Thanks for sharing this anecdote. Flammable solvents really are no fun. Things get
dangerously out of control in one second.
(A lab safety consultant jokingly warned us of using dry powder extinguishers though. The mess they produce
is a bitch to clean

)
I actually have a bit more to add

When the door first slammed to the bottom of it's hinges and a fireball came out, the pan had a small blue alcohol flame on the liquid surface at the time and I actually stood there looking at it for 2-3 seconds thinking about what to do. [ "I put so much work into that, I gotta save it, what if I just carry it outside, the methanol will burn down, but then as the level lowers it'll also burn the extract residue. " "I can take it outside and cover it with something, smothering it." ] but by this time oxygen had returned to the area and I knew how hard it is to carry that pan without it spilling over, let alone with a growing flame on it. I knew my ideas of saving it were over as I was seeing the flames stating to lick high, and there was an oak cupboard not far above (my parents would have loved to see that).
So now I'm thinking of the best way to put it out, "pour it down the drain, lol, surface area", "pour water on it, duh, that'll just slosh it out of the pan and all over spreading it, while increasing it's surface area" Thinking about this one here typing; enough water would have diluted it and been easier to clean up but all I had was a 'kitchen sink hose', with far too low of a flow rate and was worried about water around an oven element, electricity, ect. (still on at this point; the controls were on the other side of the flame.). Awww shit, better get the extinguisher, this is going to make one hell of a mess, but it'll work, without question.

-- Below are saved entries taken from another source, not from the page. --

PR #323, opened 2020-02-04
bootloader: Modularize the bootloader code.

conte91:
Split the bootloader code into multiple files to make the code cleaner.

This originally came as a prerequisite  for #322, but grew bigger quickly. Overall, having smaller code units in the bootloader brings nice benefits to the readability of the code.


conte91:
No longer needed for #322

PR #324, opened 2020-02-05
gitignore: Add various files.

conte91:


NickeZ:
Some of these are specific to your setup and should go in your personal gitignore file:

https://git-scm.com/docs/gitignore

conte91:
> Some of these are specific to your setup and should go in your personal gitignore file:
> 

Fair point! Fixed. I still think the merge files (*.orig, *_BACKUP_* etc.) should go in.

PR #326, opened 2020-02-05
apps/btc: move _coin_title to btc_common

benma:
Will be reused by multisig account registration.


benma:
`Abort()` basically crashes the device with a message, and is used for situations which are impossible to enter. Returning errors mostly makes sense if the client can react to the error, but this error would never be returned. It's a shortcoming of C, the compiler could realize that all enum values are checked :/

I picked up the powdered pan; took it outside, washed my work out of it with the hose. Spent the rest of the day cleaning. That stuff gets in every nook and cranny, and doesn't sweep up nicely like normal house dust or dirt/sand from outside, oh no. It's this super fine stuff that doesn't have sticky, adhesive proterties, or even static-electric properties, but it does not want to be removed from wherever it is that it currently sits.
It's a toss up to weigh a burning solvent situation, you think about what you can do and actually only use the extinguisher as a last resort.
It's a bitch. Yet, my parents came home the next day and were none the wiser. I was shitting bricks figuring they'd notice something, a burn mark I didn't see, a tiny bit of this weird powder here, but nope, all was well, I think we even used the oven that night.
Your comment really caught me off guard; "Since when do you evaporate a solution of something in a smoking device?" [as in putting DMT laden naphtha right into the screen of a machine]
But yeah I could see a measured chemical in solution in a freebase pipe or my version; test tube. Heat, evaporate aliquot of liquid; vaporize chemical. Cool man, I may end up using that idea sometime.